L'Edizione 2007 dell'Indice di Libertà Economica dell'Unione Europea (ILEUE) estende la propria copertura anche ad alcuni paesi della ex-Jugoslavia e della sponda sud del Mediterraneo (Figura1).

Si tratta di regioni vicine all'Unione e con le quali vi sono relazioni economiche e flussi migratori. Si voleva così confrontare la performance di questi "vicini di casa" con la performance ottenuta dall'UE (Figura2).

Si raccomanda prudenza nella lettura dei risultati, dato che estendere a paesi differenti un indice pensato per una realtà come l'Unione Europea potrebbe, a volte, dare risultati distorti.
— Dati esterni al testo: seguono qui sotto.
PR #12156, opened 2025-04-24

clsty:
Update zh-CN translation.

---

P.S. I've noticed that the last commit on the `po` files involves some `fuzzy` entries.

Performance dei paesi mediterranei

Analizzando le performance ottenute dai paesi analizzati osserviamo risultati diversi per i due cluster di paesi (Figura3):

·Tra i paesi della ex-Jugoslavia ve ne sono alcuni che esprimono buone performance. La Macedonia (8,16) e la Croazia (7,58), ottengono un voto migliore rispetto a quello ottenuto dall'Italia. La prima, in tutti gli anni considerati, mantiene un risultato superiore a quello dell'Unione Europea;

·Insufficienti invece i voti relativi a Serbia e Montenegro e Albania, anche se quest'ultima si avvicina alla sufficienza, con un voto pari a 5,95 nel 2005;

. I paesi della sponda sud del Mediterraneo ottengono invece tutti voti inferiori a quelli dell'Unione Europea; solo Marocco e Tunisia ottengono voti in qualche modo paragonabili;

·Nettamente insufficiente il voto ottenuto dalla Libia.
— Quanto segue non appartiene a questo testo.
PR #12158, opened 2025-04-24
Server: Resolves #12138: Add CSS style for description list elements

### LINKED ISSUE #12138: Fix styling of definition lists in shared notes
It looks like this now:

Image

But should be more like this:

Image

Example of definition list from MDN:

```HTML
<p>Cryptids of Cornwall:</p>

<dl>
  <dt>Beast of Bodmin</dt>
  <dd>A large feline inhabiting Bodmin Moor.</dd>

  <dt>Morgawr</dt>
  <dd>A sea serpent.</dd>

  <dt>Owlman</dt>
  <dd>A giant owl-like creature.</dd>
</dl>

```

pedr:
Resolves https://github.com/laurent22/joplin/issues/12138

# Summary

We didn't had any type of style for `<dt>` and `<dd>` tags, I'm adding some basic formatting.

Shared notes:

Desktop Markdown:

Desktop RTE:

Web:

Mobile:
photo_4934148903587131009_y

Reference:
Image

I didn't add the `text-weight: bold` for the `<p>` inside the `<dl>` like MDN example, not sure if it is needed. I think since there is other ways for the user to add bold to the text is not needed.

### DIFF
--- a/packages/server/public/css/items/note.css
+++ b/packages/server/public/css/items/note.css
@@ -1,13 +1,3 @@
-dt {
-	font-weight: bold;
-	margin-bottom: 0.25em;
-}
-
-dd {
-	margin-inline-start: 2.5em;
-	margin-bottom: 0.5em;
-}
-
 .main {
 	padding-left: 0;
 	padding-right: 0;
--- a/packages/server/public/css/items/note.css
+++ b/packages/server/public/css/items/note.css
@@ -1,3 +1,13 @@
+dt {
+	font-weight: bold;
+	margin-bottom: 0.25em;
+}
+
+dd {
+	margin-inline-start: 2.5em;
+	margin-bottom: 0.5em;
+}
+
 .main {
 	padding-left: 0;
 	padding-right: 0;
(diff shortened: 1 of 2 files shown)


laurent22:
That seems to be the CSS for the server only. How about the desktop/mobile app - how would it display there?

pedr:
It wasn't clear to me that we should add to all platforms. I made the change and include a image of each to show it in effect.

packages/server/public/css/items/note.css
```diff
@@ -1,3 +1,13 @@
+dt {
+	font-weight: bold;
+	margin-bottom: 0.25em;
+}
+
+dd {
+	margin-inline-start: 2.5em;
+	margin-bottom: 0.5em;
+}
+
```
laurent22: Can we do better than duplicating this code? And I thought that the published notes already used noteStyle.ts?

pedr: You are right, the styles from noteStyles.ts are applied to to the shared notes. I'm removing the duplication.

PR #12159, opened 2025-04-24
All: Resolves #12157: Add information about failing tests of OneNote importer inside test names 

### LINKED ISSUE #12157: Include information about how to run tests related to OneNote importer locally on failing tests
Related to https://github.com/laurent22/joplin/pull/12121#issuecomment-2827601464

Right now the error message in the CI for tests related to `onenote-converter` doesn't instruct the user how to run the tests locally. I think it is reasonable that the developer might think it is a flaky test.

### Proposed solution

I think the simplest solution for this would be a change that added a commentary to the name of the test like so:

```ts
const instructionMessage = `
--------------------------------------
IF THIS IS FAILING IN THE CI
test it locally by running
IS_CONTINUOUS_INTEGRATION=1 yarn test
--------------------------------------
`;
	skipIfNotCI(`should import a simple OneNote notebook ${instructionMessage}`, async () => {
               ...
```

Which would look like this in the test suite:

```
js@mint:~/Desktop/joplin/fork/packages/lib$ IS_CONTINUOUS_INTEGRATION=1 yarn test services/interop/InteropService_Importer_OneNote.
(node:982895) [DEP0040] DeprecationWarning: The `punycode` module is deprecated. Please use a userland alternative instead.
(Use `node --trace-deprecation ...` to show where the warning was created)
 FAIL  services/interop/InteropService_Importer_OneNote.test.js
  ● InteropService_Importer_OneNote › should import a simple OneNote notebook
--------------------------------------
IF THIS IS FAILING IN THE CI
test it locally by running
IS_CONTINUOUS_INTEGRATION=1 yarn test
--------------------------------------


    Cannot find module '@joplin/onenote-converter' from 'shim-init-node.js'
```

### Alternative

Maybe a better solution would be to use the [Jest expect.extend API](https://jestjs.io/docs/expect#expectextendmatchers), there we could add a custom error message for each matcher we use.

The downside of this is that is more complicated and we would have to add to each matcher that we used in these tests (so far we are using `toBe` and `toMatchSnapshot` only, but if we add it more, we would need to created a extension of each new one)

pedr:
Resolves https://github.com/laurent22/joplin/issues/12157

# Summary

I added a new message inside the test names, so when it fails in CI the user has more information about how to run it locally

I also tried to simplify what needs to be done to run tests locally.

How it should looks like:
image


laurent22:
It's failing on CI and not sure why, please check @pedr 

Is it not possible to display this message only if it fails?

pedr:
I didn't think we had `jest-expect-message` in the project. Using the library is a better approach than adding the message to the test title, so I add the library to the lib project and updated the code.

PR #12163, opened 2025-04-25
Mobile: Allow new note and new to-do buttons to wrap

personalizedrefrigerator:
# Summary

This pull request allows the "new note" and "new to-do" buttons to wrap, fixing an issue where "note" and "to-do" were not visible in some languages/screen sizes.

Before this pull request, only items in the "attachment" options row wrapped.

# Screenshots

## Android

**Fullscreen (large screen)**:
screenshot, new note menu visible, labels in French: Nouvelle Tâche and Nouvelle note are on the same line, as are all of the attachment options

**Medium-sized window**:
screenshot: Full window is smaller, but buttons are still on the same line

**Small window**:
screenshot: Attachement options have started to wrap, Nouvelle Tâche and Nouvelle note are now on diffeerent lines

**Tiny window**:
screenshot: Options are too large to fit on the screen, a scrollbar is visible

**Note**: This change still needs to be tested on iOS.


packages/app-mobile/components/screens/Notes/NewNoteButton.tsx
```diff
@@ -85,7 +82,6 @@ const NewNoteButton: React.FC<Props> = _props => {
 				type={ButtonType.Secondary}
 				size={ButtonSize.Larger}
 			>{_('New to-do')}</TextButton>
-			<View style={styles.spacer}/>
```
personalizedrefrigerator, line 88: The spacer caused issues with wrapping. Space between the buttons is now managed using the `gap` style property.

packages/app-mobile/components/BottomDrawer.tsx
```diff
@@ -48,6 +48,8 @@ const useStyles = (theme: ThemeStyle) => {
 				gap: 8,
 				flexDirection: 'row',
 				flexWrap: 'wrap',
+				flexShrink: 1,
+				flexGrow: 1,
```
personalizedrefrigerator, line 52: This change was needed for wrapping to work on web. Without it, the "new note" popup's size was always the maximum of 400px (even on very small screens).

PR #12169, opened 2025-04-27
All: Translation: Update id_ID.po

findrakecil:


tessus (approved):
Thanks for the update!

Per quel che riguarda le singole aree di analisi notiamo dei buoni risultati con riferimento al Peso dello Stato, grazie a un settore pubblico meno sviluppato. Croazia, Macedonia e Albania ottengono sotto questo profilo voti al di sopra della media comunitaria. Positivi anche i risultati nel campo della Stabilità dei prezzi.
Meno buoni i risultati nelle aree Struttura dell'economia e Legalità, in cui il gap rispetto all'UE è più marcato.

Sul fronte del Mercato del Credito risultano ancora insufficienti Libia ed Egitto sul versante nord Africa e Albania su quello della ex-Jugoslavia.
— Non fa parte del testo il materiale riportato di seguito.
PR #12178, opened 2025-04-28
Desktop: Upgrade to Electron 35.2.1

personalizedrefrigerator:
# Summary

This pull request upgrades Electron to 35.2.1. According to the [upstream list of changes](https://releases.electronjs.org/release/compare/v35.1.4/v35.2.1), this fixes an [accessibility issue](https://github.com/electron/electron/pull/46562) in the case where an app has multiple windows:
> NativeWindow::window_id() always returned the same value, no matter which NativeWindow was being queried. This caused ElectronAccessibilityUI to behave unpredictably because RequestNativeUITree() could sometimes key in on the wrong native window. Introduced in https://github.com/electron/electron/commit/3f37ff87d224ceaebb479cd58241df5ca1dd4b0e.

# Testing

- **Manual testing**: Verified that Joplin can start in development mode on Fedora 42 Linux.
- **Automated testing**: Playwright tests were run locally on Fedora 42 Linux and will be run in CI.

### DIFF
--- a/packages/app-desktop/package.json
+++ b/packages/app-desktop/package.json
@@ -144,7 +144,7 @@
     "@types/styled-components": "5.1.32",
     "@types/tesseract.js": "2.0.0",
     "axios": "^1.7.7",
-    "electron": "35.1.4",
+    "electron": "35.2.1",
     "electron-builder": "24.13.3",
     "glob": "10.4.5",
     "gulp": "4.0.2",
--- a/yarn.lock
+++ b/yarn.lock
@@ -8297,7 +8297,7 @@ __metadata:
     compare-versions: 6.1.1
     countable: 3.0.1
     debounce: 1.2.1
-    electron: 35.1.4
+    electron: 35.2.1
     electron-builder: 24.13.3
     electron-updater: 6.2.1
     electron-window-state: 5.0.3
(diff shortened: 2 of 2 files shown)


laurent22:
Interesting, I assume that should also fix this issue: <https://github.com/laurent22/joplin/blob/355356dccc1ed7506e3ec941cd58f4e9f53027bf/packages/app-desktop/ElectronAppWrapper.ts#L294>

laurent22:
Would you say the accessibility fix is important enough that we risk making this upgrade part of 3.3?

personalizedrefrigerator:
> Would you say the accessibility fix is important enough that we risk making this upgrade part of 3.3?

I'm currently checking to see if I can reproduce the accessibility issue locally on Linux &mdash; I don't have access to my Windows or MacOS development environments at the moment. **Edit**: So far, I've tested Linux MATE and Windows 11 (with Orca and NVDA, respectively) and been unable to reproduce the issue.

Related notes:
- Checking the [Electron issues tagged 35-x-x](https://github.com/electron/electron/issues?q=is%3Aissue%20state%3Aopen%20label%3A35-x-y) (then checking whether any are regressions after 35.1.4) may help in assessing the risk of the upgrade.
    - So far, the open 35-x-x-tagged issues I've checked seem to apply to all 35-x-x versions (including the version of Electron used by Joplin before this pull request).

Evoluzione della libertà economica nel Mediterraneo

Se analizziamo l'evoluzione storica (Figura4 e Figura5) della libertà economica in questi paesi (sono però solo disponibili i dati a partire dal 2000) osserviamo che:

·I Paesi della ex-Jugoslavia seguono tutti un trend positivo e ottengono nel 2005 voti superiori a quelli riferiti al 2000;

. Meno omogeneo è l'andamento delle performance dei paesi del sud del Mediterraneo; migliorano Marocco, Algeria e Tunisia, mentre scendono i voti relativi a Libia ed Egitto;

· Il voto relativo al Peso dello Stato, nei paesi del sud del Mediterraneo, è in calo mentre; aumentano, sia pur lievemente, i voti ottenuti nel campo Struttura dell'economia;

Confronti con i paesi mediterranei dell'UE e conclusioni

Dal confronto con i paesi dell'UE che si affacciano sul Mediterraneo emerge un gap ancora rilevante (Figura6). Soprattutto Albania, Algeria, Egitto, Libia e Serbia/Montenegro sono molto distanti dai livelli europei. Costituiscono un'eccezione Macedonia e Croazia che superano (rispettivamente con 8,2 e 7,6) il voto ottenuto dall'Italia.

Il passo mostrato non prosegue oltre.